Today I take my elderly (compared to me; he’s 75) friend, Bill, for his follow-up appointment with the Neurologist. I took him to his first appointment about 3 weeks ago. Surprisingly, the doctor invited me in then to “hear the news”. It wasn’t good news. He said, “I don’t have good news for you, Bill. In fact it’s very bad news. You have ALS, Bill”. Bill looked confused. “I thought I had Sciatica?” was all he could sputter, surely, amidst his overwhelming clouds of emotion, with a very confused, searching type of look on his face Meanwhile, I’m trying to remember what the fuck ALS is. I should have asked the doctor. I thought Bill might know. I’d ask him when we leave. He didn’t know. We had to Google it, right there in the bloody elevator as we were going down….

The doc said he wanted to run some tests to rule out “other things” that can mask as ALS, like AIDS. AIDS??? Bill??? Hardly!!! Then the doc said he was going on vacation for 6 weeks and wouldn’t be able to see Bill again until June 7th. That’s today. Meanwhile, two days after that appointment, Bill’s back feels better. He calls to tell me “good news”. No back pain, to Bill, means he doesn’t really has ALS. It’s Sciatica afterall! “Oh that’s great, Bill”. “Ya,” he says with childish delight. Post-script: I can still hear his desperately hopeful voice saying that to me now as I re-read this. (Feb 2018).
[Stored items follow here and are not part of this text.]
PR #158, opened 2026-06-17
feat: allow previous behavior for geo types to be opted into

CurtHagenlocher:
## What's Changed

#117 broke the behavior for geometry and geography types by changing the type of the returned data. This change adds a flag that allows the old behavior to be opted back into.

### DIFF
--- a/go/driver.go
+++ b/go/driver.go
@@ -99,6 +99,18 @@ const (
 	// original inline streaming path. Default is disabled.
 	OptionStreamRetryEnabled = "adbc.snowflake.sql.client_option.stream_retry_enabled"
 
+	// OptionGeographyOutputFormat controls the output format for GEOGRAPHY
+	// columns. Valid values are "EWKB" and "GeoJSON" (default, case-insensitive).
+	// When set to EWKB, GEOGRAPHY columns are returned as geoarrow.wkb binary
+	// with CRS metadata. When set to GeoJSON, they are returned as UTF-8 text.
+	OptionGeographyOutputFormat = "adbc.snowflake.sql.client_option.geography_output_format"
+
+	// OptionGeometryOutputFormat controls the output format for GEOMETRY
+	// columns. Valid values are "EWKB" and "GeoJSON" (default, case-insensitive).
+	// When set to EWKB, GEOMETRY columns are returned as geoarrow.wkb binary
+	// with CRS metadata. When set to GeoJSON, they are returned as UTF-8 text.
+	OptionGeometryOutputFormat = "adbc.snowflake.sql.client_option.geometry_output_format"
+
 	OptionApplicationName  = "adbc.snowflake.sql.client_option.app_name"
 	OptionSSLSkipVerify    = "adbc.snowflake.sql.client_option.tls_skip_verify"
 	OptionOCSPFailOpenMode = "adbc.snowflake.sql.client_option.ocsp_fail_open_mode"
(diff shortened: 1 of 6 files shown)


go/driver.go
```diff
@@ -99,6 +99,12 @@ const (
 	// original inline streaming path. Default is disabled.
 	OptionStreamRetryEnabled = "adbc.snowflake.sql.client_option.stream_retry_enabled"
 
+	// OptionGeometryAsText controls how GEOGRAPHY and GEOMETRY columns are
+	// returned. When enabled, these columns are returned as UTF-8 text
+	// (the pre-GeoArrow behavior). When disabled (the default), they are
+	// returned as geoarrow.wkb binary with CRS metadata.
+	OptionGeometryAsText = "adbc.snowflake.sql.client_option.geometry_as_text"
```
CurtHagenlocher: I know the name sucks. Feel free to suggest another.

lidavidm (commented):
How about having options `snowflake.session.geography_output_format`/`snowflake.session.geometry_output_format` (do we already have options for other session parameters that we need to follow?) that defaults to `GeoJSON` and can be set to `EWKB`? (With the other options currently being unsupported)

CurtHagenlocher:
> How about having options `snowflake.session.geography_output_format`/`snowflake.session.geometry_output_format` (do we already have options for other session parameters that we need to follow?) that defaults to `GeoJSON` and can be set to `EWKB`? (With the other options currently being unsupported)

That's fine with me if you think it makes sense.

I think the longer-term approach would be to more generically let the consumer specify what Arrow type they want to bind each column to. (EDIT: Oh yeah, `AdbcStatementRequestSchema`)

EDIT: is it possible that consumers have already taken a dependency on the changed behavior? I saw some links from that PR to other repositories.

lidavidm:
> That's fine with me if you think it makes sense.

Looks like we have `adbc.snowflake.sql.client_option.disable_telemetry` so I guess it should be `adbc.snowflake.sql.client_option.geometry_output_format`

> I think the longer-term approach would be to more generically let the consumer specify what Arrow type they want to bind each column to. (EDIT: Oh yeah, `AdbcStatementRequestSchema`)

Everything is held up on the distastefulness of serialized IPC schemas in metadata result tables ><

> EDIT: is it possible that consumers have already taken a dependency on the changed behavior? I saw some links from that PR to other repositories.

That PR isn't actually released, though, so there shouldn't be.
But let's let @jatorre chime in.

CurtHagenlocher:
Okay, I've made the changes you described @lidavidm.

> Everything is held up on the distastefulness of serialized IPC schemas in metadata result tables ><

Well, we could try again to land on a consensus JSON representation ;). Or a Parquet-variantified version thereof :P.

lidavidm (approved):
LGTM. I'll update any validation tests/docs etc. before merging and re-prepare the release

lidavidm:
I need to work out a better workflow for these tests.

https://github.com/adbc-drivers/snowflake/actions/runs/27725298705

CurtHagenlocher:
> ❌ **Test failed:** [CurtHagenlocher/snowflake@3f1e188](https://github.com/CurtHagenlocher/snowflake/commit/3f1e188c7460da8de6f6d94ffb0a028e9a1c0200) Workflow run:

Hard to be certain but it doesn't look like the change was responsible for those errors.

lidavidm:
Yeah, that's a flake.

lidavidm:
....I guess we never added validation tests for this

lidavidm:
I'll merge this, clean that up, and then tag the release

PR #161, opened 2026-06-19
fix(go): error on NUMBER values that overflow int64 with use_high_precision=false

### LINKED ISSUE #129: [Go] NUMBER(n, 0) values get truncated with use_high_precision=false

zeroshade:
## Summary

With `use_high_precision=false`, Snowflake `NUMBER(n,0)` columns are returned as Arrow `int64`. Because Snowflake stores integer types as `NUMBER(38,0)` (decimal128-equivalent), high-precision columns arrive as a `Decimal128` array, and the previous `compute.UnsafeCastOptions` cast **silently discarded the upper bits** for values that do not fit in int64 — returning a corrupted low-64-bit result with no error or warning.

Closes #129.

## Changes

- **`record_reader.go`** — scale-0 `Decimal128`/`Decimal256` columns are now converted via a new `decimalScale0ToInt64` transformer that range-checks each value and returns an `adbc.StatusInvalidData` error when it falls outside `[MinInt64, MaxInt64]`, instead of truncating. The bounds are checked manually (not via `compute.SafeCastOptions`) because arrow-go's safe decimal→int kernel tests `value >= MaxInt64` and therefore rejects `MaxInt64` itself.
- **`record_reader.go`** — preserve a transformer's `adbc.Error` status code through the record-transform loop, so the overflow surfaces as `InvalidData` rather than being re-wrapped as `Internal`.
- **Tests** — new `TestDecimalScale0ToInt64` unit test covering in-range values, the int64 min/max boundaries, and overflow; updated `TestIntDecimalLowPrecision` to expect a `StatusInvalidData` reader error for out-of-range `NUMBER(p,0)` values (precision ≥ 19).
- **Validation** — updated the `numeric_low_precision` caveat to document the new error-on-overflow behavior (it previously documented the silent truncation).

## Behavior change

Queries that previously returned a silently-truncated value for out-of-range `NUMBER` now return an error. Users who need the full value can set `use_high_precision=true` to read the column losslessly as `decimal128`.

## Testing

- `go test ./...` passes (unit tests; Snowflake integration tests skip without credentials).
- `go vet ./...` clean.

### DIFF
--- a/go/record_reader.go
+++ b/go/record_reader.go
@@ -42,6 +42,7 @@ import (
 	"github.com/apache/arrow-go/v18/arrow"
 	"github.com/apache/arrow-go/v18/arrow/array"
 	"github.com/apache/arrow-go/v18/arrow/compute"
+	"github.com/apache/arrow-go/v18/arrow/decimal"
 	"github.com/apache/arrow-go/v18/arrow/ipc"
 	"github.com/apache/arrow-go/v18/arrow/memory"
 	"github.com/snowflakedb/gosnowflake/v2"
@@ -259,6 +260,10 @@ func getRecTransformer(sc *arrow.Schema, tr []colTransformer) recordTransformer 
 
 		for i, col := range r.Columns() {
 			if cols[i], err = tr[i](ctx, col); err != nil {
+				var adbcErr adbc.Error
+				if errors.As(err, &adbcErr) {
+					return nil, adbcErr
+				}
 				return nil, errToAdbcErr(adbc.StatusInternal, err)
 			}
 		}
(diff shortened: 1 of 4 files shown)


go/record_reader.go
```diff
@@ -565,6 +571,67 @@ func scaledIntToFloat64Transformer(precision, scale int32) colTransformer {
 	}
 }
 
+// decimalScale0ToInt64 converts a scale-0 Decimal128/Decimal256 column to int64
+// for use_high_precision=false, returning a StatusInvalidData error for any value
+// outside the int64 range instead of silently truncating it (issue #129).
+//
+// The range is checked manually rather than with compute.SafeCastOptions because
+// arrow-go's safe decimal->int kernel tests `value >= MaxInt64` and so rejects
+// math.MaxInt64 itself; a manual check accepts both int64 bounds inclusively.
```
lidavidm, line 580: Er, should we fix this upstream?

zeroshade: good point. don't know why i didn't just do that when i saw this...

PR #162, opened 2026-06-19
test(go): expand geo validation coverage

### LINKED ISSUE #143: [Go] Add validation tests for geo implementation
These can be copied from one of the other drivers that implements it already, I think (minus adjustments for specific things for this driver like checking for `edges:spherical` on ingest)

zeroshade:
## Summary

Adds validation-suite coverage for geo behaviors the driver implements but that the baseline geo cases (added in #159) don't exercise. Closes #143.

## What's added

**SELECT — `go/validation/queries/type/select/`**
- `geometry_ewkb_no_srid.txtcase` — GEOMETRY with `geometry_output_format=EWKB` and no SRID set; asserts the `geoarrow.wkb` column carries **no** `crs` metadata (the `analyzeGeoFromBatch` "no consistent SRID" path).
- `geometry_ewkb_mixed_srid.txtcase` — rows with differing SRIDs (2029 / 4326); asserts the column is still detected as geo but emits **no** `crs` metadata (the `mixed` path).

**INGEST — `go/validation/queries/ingest/`**
- `geoarrow_wkb_geometry_autodetect.txtcase` / `geoarrow_wkb_geography_autodetect.txtcase` — same inputs as the existing WKB ingest cases but with **no** `ingest_geo_type` option set, exercising auto-detection (`EPSG:4326`+spherical → GEOGRAPHY; non-4326 → GEOMETRY).
- `geoarrow_wkt_geometry.txtcase` / `geoarrow_wkt_geography.txtcase` — WKT (`geoarrow.wkt`) ingest input, which previously had no coverage.

**Unit test — `go/statement_test.go`**
- Adds empty / `{}` (no-CRS) cases to the existing `TestResolveGeoType` (the auto-detect matrix, including the non-4326+spherical error, was already covered).

## Verification

- `go test ./ -run TestResolveGeoType` and `go vet ./...` pass locally.
- All six new `.txtcase` files are parsed and collected by the validation harness (`pytest --collect-only`) with no errors.
- The end-to-end `.txtcase` assertions run against a live Snowflake via `pixi run validate`, which needs credentials not available in my environment. Their expected/golden values were **derived from the existing verified geo cases** — identical geometries, with only CRS-metadata presence (SELECT) and the WKB→WKT input encoding (ingest) differing — so the credentialed CI run is the final gate. Please confirm `pixi run validate` is green before merge.


go/validation/queries/ingest/geoarrow_wkb_geometry_autodetect.txtcase
```diff
@@ -0,0 +1,86 @@
...
+        },
+        {
+            "name": "value",
+            "format": "u",
+            "flags": ["nullable"]
+        }
+    ]
+}
+
+// part: expected
```
lidavidm, line 76: This needs to be fixed

zeroshade: These geo ingest golden values were derived from the GEOMETRY cases, so the GEOGRAPHY outputs used the full-precision float form (`1.000000000000000e+00`) instead of the compact GeoJSON Snowflake returns for GEOGRAPHY (`1`, cf. `type/select/geography.txtcase`).

The case that actually failed the validation suite was `geoarrow_wkt_geography`, now corrected to the compact form in 97682b7. The values in this file (`geoarrow_wkb_geometry_autodetect`) are GEOMETRY output, match the verified `geoarrow_wkb_geometry` case, and pass the suite, so I left them unchanged — let me know if you were flagging something else here.

lidavidm (approved):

I know all the “Stages of Grief“. I first learned all that when I was a cop, then later at university in the plethora of Psychology and Sociology courses I took. Bill classically launched  into the “Denial” stage, and has stayed there for the last three weeks. At least he has been able to relax and have some hope for the last three weeks…

I think I’m more nervous this morning than Bill is. Assuming the doctor asks me in again, I know what I’m going to hear. The doctor didn’t say that Bill “might” have ALS a few weeks ago. He said, most definitively that he “HAS” ALS, but wanted to run those other tests, you know, to “rule out AIDS” and the like.

In the meantime I gotta say I’ve been struggling with my own mortality. ALS (Lou Gehrig’s disease) usually strikes people in their prime. Think Lou Gehrig or Stephen Hawking. Bill’s actually lucky to be getting it so late in life. Once diagnosed, you have a 2 to 5 year lifespan left. There is no cure and sweet all medications to help with it. Not that I’m assuming that I will get it, or God knows what else. There are a host of diseases running around out there. But hey, I’m 57 and very healthy these days–since my near-death experience at 50. But seeing all this happen with my friend Bill really isn’t easy, for Bill especially, of course. I’m ok. At 11:30 this morning Bill isn’t going to be ok. I’ll take him for lunch afterwards to his favourite spot. They serve good beer there too, which I’m sure he will be far more interested in today than the food…

I realized this morning that I’ve lived a very sheltered life. Nevermind that I saw a boat-load of life for the short time that I was in the police department. Since then, I really have been insulated. I don’t know why. Well, our society seems to be built that way. We hide all of the nasty stuff, in sanitoriums or hospitals or rest homes. And I think the police department may have shocked me so much that I unconsciously insulated myself and closed my eyes to many of life’s vagaries and vicissitudes. Surprisingly, I think, in some weird sense, I’ve been missing something important. Time to open my eyes again me thinks, look-see, and write about it, starting this morning with Bill.

Post-script: Bill died in November 2017.